山名研究室において、UBQ(ubiquitous)とは、あらゆるところに遍在する大量のデータのことを指します。
現在、ハードウェアの価格の低下・高性能化によって、大量のデータを含んだ、大規模なデータベースの構築が容易となりました。

しかし、データベースが大規模になるにつれて、その中から有用な情報を探し出したり、データの全体像を把握するための作業に対して、膨大なコストが必要となってしまいます。
このような背景をもとに、UBQ班では、大規模データからの価値のある情報の抽出を目的として、特にIR(Information Retrieval: 情報検索)分野とData Mining分野に関係する研究を行っています。

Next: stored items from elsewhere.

PR #3148, opened 2024-09-19
Demand control directive validations

tninesling:
Adds validations to subgraph directive applications, per the specification in https://ibm.github.io/graphql-specs/cost-spec.html#sec-Validation. These rules primarily assert that the @cost and @listSize directive arguments reference valid fields of the correct type for each application.


internals-js/src/federation.ts
```diff
@@ -1736,6 +1737,100 @@ export class FederationBlueprint extends SchemaBlueprint {
       }
     }
```
clenfest, line 1739: I know I didn't necessarily follow this for context, but we should probably make this a separate function.

internals-js/src/federation.ts
```diff
@@ -1736,6 +1737,100 @@ export class FederationBlueprint extends SchemaBlueprint {
...
+          { nodes: sourceASTs(application, parent) }
+        ));
+      }
+    }
+
+    // Validate @listSize
+    for (const application of listSizeDirective?.applications() ?? []) {
+      const parent = application.parent;
+      // @listSize can only be applied to FIELD_DEFINITION
+      if (parent instanceof FieldDefinition && parent.type) {
```
clenfest, line 1761: Do you want to just assert to get rid of the if?

internals-js/src/federation.ts
```diff
@@ -1736,6 +1737,100 @@ export class FederationBlueprint extends SchemaBlueprint {
...
+
+        // Validate assumed size, but we differ from https://ibm.github.io/graphql-specs/cost-spec.html#sec-Valid-Assumed-Size.
+        // Assumed size is used as a backup for slicing arguments in the event they are both specified. 
+        // The spec aims to rule out cases when the assumed size will never be used because there is always
+        // a slicing argument. Two applications which are compliant with that validation rule can be merged
+        // into an application which is not compliant, thus we need to handle this case gracefully at runtime regardless.
+        // We omit this check to keep the validations to those that will otherwise cause runtime failures.
+        //
+        // With all that said, assumed size should not be negative.
+        if (assumedSize && assumedSize < 0) {
```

IR分野は、WWW上に存在するデータを対象として、情報の収集・検索から、ユーザへの提示までの技術を研究する分野です。
現在、UBQ班では、「e-Societyプロジェクト(http://cif.iis.u-tokyo.ac.jp/e-society/)」の一環として、WWW上から100億のWebページを収集することを目指しています。
それに関連して、並列化クローラ、Webページの再収集頻度の自動決定などの研究を行っています。
また、検索システムによって抽出された情報を有効に活用するための研究も行っています。現在、検索エンジンを利用した英作文支援システムの開発を行っています。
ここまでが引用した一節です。